What the task requires ->
Which lines below include the string "datetime"? Please show each one.

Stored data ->
PR #2304, opened 2020-01-02
Improve `from_type(datetime.tzinfo)`

Zac-HD:
Currently, `from_type(datetime.tzinfo)` *may or may not work*, depending on whether you have `pytz` installed.  This kinda sucks, not least for people who don't want to use `pytz` but have it installed as a dependency of something else.

[`datetime.timezone`](https://docs.python.org/3/library/datetime.html#timezone-objects) to the rescue!  This is a standard-library type since Python 3.2, so it's always available and plays well with third-party libraries.  And registering a strategy is all we need to do for `from_type()` to work as expected for both `timezone` and its parent class `tzinfo`!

Result of this exercise ->
Improve `from_type(datetime.tzinfo)`
Currently, `from_type(datetime.tzinfo)` *may or may not work*, depending on whether you have `pytz` installed.  This kinda sucks, not least for people who don't want to use `pytz` but have it installed as a dependency of something else.
[`datetime.timezone`](https://docs.python.org/3/library/datetime.html#timezone-objects) to the rescue!  This is a standard-library type since Python 3.2, so it's always available and plays well with third-party libraries.  And registering a strategy is all we need to do for `from_type()` to work as expected for both `timezone` and its parent class `tzinfo`!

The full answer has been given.